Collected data
Issue #89, opened 2018-05-19
Should show error if tabs cannot be retrieved


rugk:
This e.g. happens like this (STR):
1. Open a new tab and load some website.
2. While it loads quickly open/click on the QR code popup.

What happens:
It seems it cannot get the tabs and just shows a loading message.

What should happen:
It should show an error instead.

I guess the fix should be quite easy, but involves some stuff with Promises, so you need knowledge in that. Reproducing may be the hardest of this issue, as it requires some good timing… :wink: 

(also only reproduced with an old version; some stuff has changed since that, maybe it is actually already fixed; in this case, it just requires a conformation that this is fixed.)

krishnan2098:
I would love to help but i dont know how to start because i am a newbie

rugk:
Well… first of all you need to reproduce the issue. Can you do so with the current version?

If so follow [this guide](https://github.com/rugk/offline-qr-code/blob/master/CONTRIBUTING.md#getting-started) to test it with the latest version. Still reproducible? Then you can try to find the root cause. Cannot reproduce? Then it has been fixed in the mean time and you can jsut comment here and say it seems it has been fixed and this can be closed.

If you need to debug it, look somewhere around here:
https://github.com/rugk/offline-qr-code/blob/master/src/popup/qrcode.js#L1092

This is the line that should actually display the error. Maybe the code does not reach that part? Best thing would be to try using [the debugger](https://mozilladevelopers.github.io/playground/debugger/) to find out what happens in this case and why it does not show this error.

krishnan2098:
It seems it has been fixed as I have cloned the latest version in my local machine and tested it a few times and the wasn't any error, is there anything else where I can help you?

rugk:
> and the wasn't any error,

Ehm… well, this issue would be fixed if _there is_ an error. Maybe read the STR again (https://github.com/rugk/offline-qr-code/issues/89#issue-324654755), this issue here is about showing an error, when it

krishnan2098:
### This is what it shows. There isn't any error message or warning about it.

![screenshot from 2018-05-26 18-55-43](https://user-images.githubusercontent.com/26490172/40576586-9b51ac78-6116-11e8-812d-7a899cb64139.png)

rugk:
And the QR code reads `undefined`. Yes, that is definitely a bug… it should show an error.

However, how did you trigger it? You do not seem to have opened it while the Google search page was shown.

krishnan2098:
[...]

PR #108, opened 2018-07-10
Added retry mechanism for tabs

### LINKED ISSUE #98: Recover from still loading tab
After the fix of https://github.com/rugk/offline-qr-code/issues/89 it now just shows an error if the tab could not be got.

It would be better though, if it could at least retry (with a timeout!) getting the tab URL when the tab is still loading. This is likely nicer than just showing an error, just because of some internal errors…

How-to: https://github.com/mdn/webextensions-examples/blob/8694314d5a328616f028bb71e4d6bbd352375440/session-state/background.js#L37-L51

OogieBoogieInJSON:
Fixes #98 

I've tried with the onUpdate listener but aparently the behavior is unpredictable. When the event is triggered with status being complete all urls are missing but the API docs say they should be there.
I ended up with this implementation but still if you are super quick after pressing enter to navigate to that url and then open the extension, the tabs query will not have the urls in there. By super quick, I mean under a second.


src/popup/modules/QrLib/retryPromise.js
```diff
@@ -0,0 +1,15 @@
+/**
+ * Try fn when the return promise is rejected
+ * @param {Function} fn function to retry
+ * @param {number} ms retry delay in ms
+ * @returns {Promise}
+ */
+const retryPromise = (fn, ms) => new Promise(resolve => {
```
rugk: Wow, pretty clever stuff here and functional programming as it should be. ☺️

Just some minor notes:
* do not abbreviate the var names so much, rather call it "delay"/"time" or so, same with "function". We have enough space here. :wink: 
* you can (and may :wink:) use the usual `function(` syntax here instead of arrow functions and a variable assignment. Just so it looks less creepy to ones knew to these stuff… :wink: 
* everything else, great! Maybe move it to the `commons` dir though, as it is not limited to the popup functionality…
   and, yeash, until now I did not use default exports. Maybe just put it into the "HelperFunctions.js" file there – or how it is called – …

src/popup/modules/InitQrCode.js
```diff
@@ -85,3 +85,38 @@ export const initiationProcess = Promise.all([qrCreatorInit, userInterfaceInit])
...
+ * Will reject if url is not defined.
+ * @returns {Promise}
+ */
+async function getsTabWithValidUrl() {
+    let retryCount = 0;
+    const maxRetries = 20;
+    const delay = 300;
+
+    try {
+        return await retryPromise(async () => {
```
rugk: Hmm, is the `await` here really needed?

src/popup/modules/InitQrCode.js
```diff
@@ -85,3 +85,38 @@ export const initiationProcess = Promise.all([qrCreatorInit, userInterfaceInit])
...
+
+/**
+ * Queries Tabs API for 20 times with a delay of 300ms until the tabs have a defined url.
+ * Will reject if url is not defined.
+ * @returns {Promise}
+ */
+async function getsTabWithValidUrl() {
+    let retryCount = 0;
+    const maxRetries = 20;
+    const delay = 300;
```
rugk: As these are constants and literals you may write them `CONSTANT_STYLE`. But here they are not in a module scope, but in a function (as it is explained in the contributing doc), so I am not sure here… May think about this later… :thinking:

rugk:
Hi @OogieBoogieInJSON,

Actually that PR is quite impressing from your functional code style. :smile: 
As far as I see, it just retries getting the tab though…

So:
> When the event is triggered with status being complete all urls are missing but the API docs say they should be there.

So this definitively rather sounds like a browser bug to me. Are you sure it is happening like this?
Not only the docs say so, but also this [session-state example I've linked previously](https://github.com/mdn/webextensions-examples/blob/8694314d5a328616f028bb71e4d6bbd352375440/session-state/background.js#L37-L51) seems to use that behaviour. Okay, it does not access these properties… 😐

---

Okay, I guess what the issue here is: 
Do have a look [at how I saved](https://github.com/rugk/offline-qr-code/commit/ff666cd90fd51951a232971d0eb1b80fbf9f229f) the previous issue (https://github.com/rugk/offline-qr-code/issues/89). So the promise may resolve, but have an undefined URL.

Still wonder though, whether this is expected (i.e. it maybe returns the URL of "empty tab"??) or a browser bug.

OogieBoogieInJSON:
What do you mean with with #89 ? That I should call MessageHandle.hideError() ?

src/popup/modules/InitQrCode.js
OogieBoogieInJSON: I won't consider these application level constants, they are just used inside this function. I could have just pass the numbers to retryPromise without assining them first to a variable.

src/popup/modules/InitQrCode.js
OogieBoogieInJSON: yes of course, retryPromise returns a promise, it has to wait for it until it's resolved/rejected

src/popup/modules/QrLib/retryPromise.js
OogieBoogieInJSON: Thank you, i'm a big fan of simplicity and composability.
I'll address these points and make declarations more descriptive.

src/popup/modules/InitQrCode.js
rugk: Yeah, I had the same thought. So I guess it is okay.

src/popup/modules/InitQrCode.js
rugk: Promises are there for, so they can run asynchronously and stuff does _not_ have to wait though.
So I'd bet that you do not need the await here. 

All the waiting it only needs should be done by setTimeout and this here can just be returned. Promises are asynchronous – taht's the point, so I guess it should work.

The code does not have to"wait" explicitly to evaluate the Promise result, it "jumps back" to the last execution point, if the result is there. Or am I missing something here?

src/popup/modules/InitQrCode.js
```diff
@@ -85,3 +85,38 @@ export const initiationProcess = Promise.all([qrCreatorInit, userInterfaceInit])
...
+
+                const tabs = await queryBrowserTabs();
+
+                if (tabs && tabs[0].url) {
+                    return tabs;
+                } else {
+                    throw new Error("Url not found.");
+                }
+            } catch (error) {
+                throw error;
```
rugk: This catches and directly throws the error again?? I guess this is not needed. So we can have one less try block here… Same below. Thrown errors bubble "through" until they are catched. So there is no need to catch them, just to throw them directly thereafter. (They work like exceptions.)

src/popup/modules/InitQrCode.js
```diff
@@ -85,3 +85,38 @@ export const initiationProcess = Promise.all([qrCreatorInit, userInterfaceInit])
...
+                throw new Error("No tabs with url.");
+            }
+
+            try {
+                retryCount++;
+
+                const tabs = await queryBrowserTabs();
+
+                if (tabs && tabs[0].url) {
+                    return tabs;
```
rugk: Hmm, the function says `getsTabWithValidUrl`, so it says it returns one tab, but here it returns all of them.

So I guess you need some small re-factoring to adjust that behaviour. I'd prefer if it really just returns one tab. Of course, you may adjust/delete some functions of the `QrCreator` then.

rugk:
> What do you mean with with #89 ? That I should call MessageHandle.hideError() ?

No… wait… In https://github.com/rugk/offline-qr-code/pull/108/files#diff-9fb6283c7183ac6eeb9e365bb2038026R110 you already check for `tab.url == undefined` basically, so what you say is already done, mhh… :thinking: 

---

Anyway, let's re-consider the `onUpdate` stuff. It must work – somehow. We cannot just say "does not work" and ignore it. In any case, we could first wait for `onUpdate` and then trigger all these custom re-trying you provide in this PR.

src/popup/modules/InitQrCode.js
```diff
@@ -5,12 +5,13 @@ import * as MessageHandler from "/common/modules/MessageHandler.js";
...
 import * as BrowserCommunication from "./BrowserCommunication.js";
 import * as UserInterface from "./UserInterface.js";
+import { retryPromise } from "../../common/modules/HelperFunctions.js";
 
 /* globals */
 export let initCompleted = false;
 
 // init modules
-const queryBrowserTabs = browser.tabs.query({active: true, currentWindow: true});
+const queryBrowserTabs = () => browser.tabs.query({active: true, currentWindow: true});
```
rugk: Actually, with your change, this now does not need to be a the global scope anymore. This variable is only used once, so you do not need to save it in a global var. :smile:

src/common/modules/HelperFunctions.js
```diff
@@ -10,3 +10,19 @@
 export function objectIsEmpty(obj) { // eslint-disable-line no-unused-vars
     return Object.keys(obj).length === 0 && obj.constructor === Object;
 }
+
+/**
+ * Try fn when the return promise is rejected
```
rugk: `fn` abbreviations here. :smile: 
Also, if you are at it, also always add an empty line before the `@` params. This is how it's done in other JSDOC in this project, so just stay consistent here.

rugk:
**Edit:** See edit below, I totally misunderstood `onUpdate`…

----

> IMO doing both becomes superfluous because then I have to sync one event listener with two promises which is going to end either in some nice spagetti or more boilerplate.

~~First I don't think it will end so bad, because your code was quite elegant, so I am sure you'll find a nice way to do so.~~ :wink:
~~My approach would be to first wait for the onUpdate being "completed" and then start your stuff with potentially re-trying all stuff. So not really sync anything, just do it synchronously. AFAIK the URL is never available before the "onUpdate completed" event is sent, so we do not need to try getting it before, is not it?~~

~~But about the "superfluous"… You've said previously about your implementation: ~~

> but still if you are super quick after pressing enter to navigate to that url and then open the extension

~~So I thought using both these things would fix it:~~
* ~~`onUpdate` -> completed makes sure a minimal amount of time has elapsed and the stuff should actually be ready~~
* ~~your re-trying then may even be a shorter time period and ~~

~~I guess this behaviour is just more logical. Just re-trying stuff is a kind of "brute-force way" and still kinda like a workaround.~~

Also I'd still definitively ask ([here e.g.](https://discourse.mozilla.org/c/add-ons/development)) whether/how it is expected that sometimes the URl is not there even after it is completed. Naturally I'll still try to reproduce it before. Of course, if you want, you can start asking it there.

But maybe better explain the issue of this "super quick" anyway a bit more in detail, because actually, the aim of this PR is to actually fix that. If you are too fast, the add-on should just re-try some time later whether the URl is now available. And as far as I see, this should work.

**Edit:** Oh, well… no. Now I get it. `onUpdate` is of course only triggered if a new tab is created/status changes or so. So this could well be more complicated.
So forget what I've said before. Maybe it is really the only way by just re-trying.

rugk:
What you may still do:
* `onUpdate` is still supposed to return an URL. This does not happen? I guess it's a bug -> report or ask somewhere, as I've described

OogieBoogieInJSON:
> Because, as said, I don't understand it. As that's the issue this PR is supposed to fix.

Well, IMO it's unfixable at the moment, we can close the pull request without merging. But it's still better than before when until the page did more seconds to load and after that opening the extension the URL wouldn't be there.

src/popup/modules/InitQrCode.js
OogieBoogieInJSON: True that, I moved it inside the function

src/common/modules/HelperFunctions.js
OogieBoogieInJSON: i've change the description, sometimes im so bad at jsdocs.

src/popup/modules/InitQrCode.js
```diff
@@ -92,6 +91,7 @@ export const initiationProcess = Promise.all([qrCreatorInit, userInterfaceInit])
  * @returns {Promise}
  */
 function getTabWithValidUrl() {
+    const queryBrowserTabs = () => browser.tabs.query({active: true, currentWindow: true});
```
rugk: Okay, but actually you do not need to save it in any variable...
You only call it once in line 106.

src/popup/modules/InitQrCode.js
```diff
@@ -92,6 +91,7 @@ export const initiationProcess = Promise.all([qrCreatorInit, userInterfaceInit])
  * @returns {Promise}
```
rugk: here is also an empty line missing, ... also jsdoc

rugk:
>Well, IMO it's unfixable at the moment

But why? When you can't get it a 001 ms after loading the site, it should _always_ be able to get the URL -  say - after 1000ms after loading the tab. At some point in time, it must have loaded the tab (and it's URL).

src/common/modules/HelperFunctions.js
```diff
@@ -10,3 +10,20 @@
 export function objectIsEmpty(obj) { // eslint-disable-line no-unused-vars
     return Object.keys(obj).length === 0 && obj.constructor === Object;
 }
+
+/**
+ * Recall the function with a delay when the returned promise is rejected
+ *
+ * @param {Function} fn function to retry
```
rugk: `fn`...

src/popup/modules/InitQrCode.js
```diff
@@ -5,12 +5,12 @@ import * as MessageHandler from "/common/modules/MessageHandler.js";
 import * as QrCreator from "./QrCreator.js";
 import * as BrowserCommunication from "./BrowserCommunication.js";
 import * as UserInterface from "./UserInterface.js";
+import { retryPromise } from "../../common/modules/HelperFunctions.js";
```
rugk: for common modules, you can use an absolute path (because that `..` does not bring any information value), just have a look how I did it in other modules.

OogieBoogieInJSON: Hmm, is this part of the modules spec?

rugk: Well... actually you can use path (without variables or so) in ES6 modules. That `/` is the root dir in WebExtensions, is actually a feature of WebExtensions (because you obviously have no website root dir).

OogieBoogieInJSON:
@rugk you are right. Sadly it doesn't. The onUpdate seems to be broken. So, how would you like to proceed? Merge this one to fix things temporarily and I'll open a ticket for Mozilla and ask there?

rugk:
> @rugk you are right.

With what? I actually asked this as question to you.
Let me reiterate again: You've said:
> I ended up with this implementation but still if you are super quick after pressing enter to navigate to that url and then open the extension, the tabs query will not have the urls in there.

So _with your PR_, if you open the tab too fast, it still cannot get the URL? Is that correct? (This is just what I doubt)

> I'll open a ticket for Mozilla and ask there?

That's what I'd advise for sure.
.~~Remember also that `onUpdate` won't always help in our case (even if it worked), as when the tab is already open, `onUpdate` is never triggered, as there is no tab update.~~ But, ah, forget taht in this case, we get the URL instantly, of course.

> Merge this one to fix things temporarily and I'll open a ticket for Mozilla and ask there?

Yes.

OogieBoogieInJSON:
umm, where is the merge button ?

rugk:
I have to merge it, of course. :smile: And I'll so right now.

OogieBoogieInJSON:
Ok

rugk:
Oh, I found an issue in the logic: You both throw an error if the maximum retries were exceeded _and_ when the `tab.url` is not there. So either this causes it to always re-try (which it does not seem to do), or it causes it to stop retrying when `tab.url` is `undefined`.

Also the `retryPromise` code is not really clear to me. Should not you e.g. create the `new Promise` only after the original `invokedFunction` promise was rejected?
Maybe try to specify the maximum retry amount in `retryPromise`, too?

OogieBoogieInJSON:
there are no change request left, which one to you refer to ?

rugk:
BTW I've found out why you do not get the `url` when using `browser.tabs.onUpdated`. Actually [the docs say it here](https://developer.mozilla.org/en-US/Add-ons/WebExtensions/API/tabs/Tab):
> Only present if the extension has the "tabs" permission.

That's the catch! This add-on does not have it. (If you add it to the manifest.json it works.) And it does not need it, as it only needs the data of the current active tab, i.e. in production we do not want to require a new permission.

So the fix for the issue may be to actually just do it:
* try first time get active tab (`browser.tabs.query`)
* if it fails (remember it can fail even when the `then` clause is reached), "subscribe" to `browser.tabs.onUpdated`
* (if it is the current tab, by ID, you wanted to get and) the status is "complete" you actually have to re-try to get the data of the active tab via `browser.tabs.query`. This should (always) work then.

What could be tricky is that an error could still happen if you do it as synchronously as I've just described, if the first `browser.tabs.query` is still running and during that time `onUpdated -> completed` is already called.
As such, maybe you need to bind to `onUpdated` earlier and then maybe [race](https://developer.mozilla.org/en-US/docs/Web/JavaScript/Reference/Global_Objects/Promise/race) these promises against each other? You need to "convert" the [event listener to a Promise though, of course](https://stackoverflow.com/questions/35718645/resolving-a-promise-with-eventlistener). That _may_ be one way… I hope that helps.

---

So as for this code, I think I'll have to say, sorry, but when the approach above works, we do not need the `retryPromise` anymore. I may come back to it, in case we need to retry the Promise.
ANyway, I would not be sure it really catches all cases that may happen in the current way. E.g. [here is async's implementation for the same thing](https://github.com/caolan/async/blob/master/lib/retry.js) and it's, let's say, a little more complicated. Or [this here](https://stackoverflow.com/questions/38213668/promise-retry-design-patterns/44577075#answer-38225011), that looks easier though.

That said,l i guess we may switch to onUpdated now we know why it fails.

OogieBoogieInJSON:
@rugk This is where we first started, the onUpdated listener doesn't have the URL when status becomes "completed". You also said we can do the onUpdate first and then the retry but as I mentioned before, why do both when the retry is more trustworty ?

rugk:
Not retry, you only call it once:
browser.tabs.query -> fails -> wait for `onUpdated` status=completed -> now browser.tabs.query works

Thus, in the end, we only call it twice. At maximum. I've described this in more detail above.

OogieBoogieInJSON:
I did the exact same thing at first. The first browser.tabs.query after onUpdated didn't return the URL :(

rugk:
Can you please (re-)read the beginning of [what I said here](https://github.com/rugk/offline-qr-code/pull/108#issuecomment-405119241)? Or just try it out and add the `"tabs"` permission. It is actually just this permission problem. `onUpdated` in our case will never return the URl, that is why you need to manually call browser.tabs.**query** after you got the status info that it changed.

OogieBoogieInJSON:
There you go, works like a charm!

src/popup/modules/InitQrCode.js
```diff
@@ -86,23 +85,39 @@ export const initiationProcess = Promise.all([qrCreatorInit, userInterfaceInit])
...
-        const tab = tabs[0];
-
-        if (tab && tab.url) {
-            return tab;
-        } else {
-            throw new Error("Url not found.");
-        }
-    }, delay, maxRetries);
+function getCurrentTab() {
+    const queryTabs = () => browser.tabs.query({active: true, currentWindow: true});
```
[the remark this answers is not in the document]
OogieBoogieInJSON: it still returns an array but queryActiveTab should be ok

src/popup/modules/InitQrCode.js
```diff
@@ -86,23 +85,39 @@ export const initiationProcess = Promise.all([qrCreatorInit, userInterfaceInit])
...
+    const bindOnUpdatedListener = (requestedTabId) => {
+        return new Promise((resolve, reject) => {
+            browser.tabs.onUpdated.addListener((tabId, changeInfo, tab) => {
+                if (tab.status === "complete" && tabId === requestedTabId) {
```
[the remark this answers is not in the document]
OogieBoogieInJSON: true that

src/popup/modules/InitQrCode.js
```diff
@@ -86,23 +85,39 @@ export const initiationProcess = Promise.all([qrCreatorInit, userInterfaceInit])
...
+        queryTabs().then((tabs) => {
+            const tab = tabs[0];
+
+            if (tab.url) {
+                resolve(tab);
+
+                return;
+            }
+
+            bindOnUpdatedListener(tab.id).then(resolve).catch(reject);
```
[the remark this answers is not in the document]
OogieBoogieInJSON: That will probably never happen. by the time the browser fires the event with "completed" state the listener was already added.

OogieBoogieInJSON:
I've addressed the last remark mentioned. I won't have time to work on this bug anymore as I'm moving on with something more productive. This already took to much time for the value it actually adds.

rugk:
Okay, I'll take this over then and look whether/how I can adjust the code based on my last review. Thanks for the PR, anyway.

rugk:
So I tinkered around with it a bit and I found out it still does not work when running the `query` immediately after `onComplete` still does not seem to be enough… for whatever reason.

I also tried it with your latest version with the same result: 

grafik

So I'll investigate further and likely make a minimal case to reproduce this issue and report it, as I think now it really has to be a Firefox bug.

rugk:
I'll continue this PR in https://github.com/rugk/offline-qr-code/pull/111.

Task prompt: Check each line in the records above for the word "shows". Return those that have it.

Output for this exercise:
It seems it cannot get the tabs and just shows a loading message.
### This is what it shows. There isn't any error message or warning about it.
After the fix of https://github.com/rugk/offline-qr-code/issues/89 it now just shows an error if the tab could not be got.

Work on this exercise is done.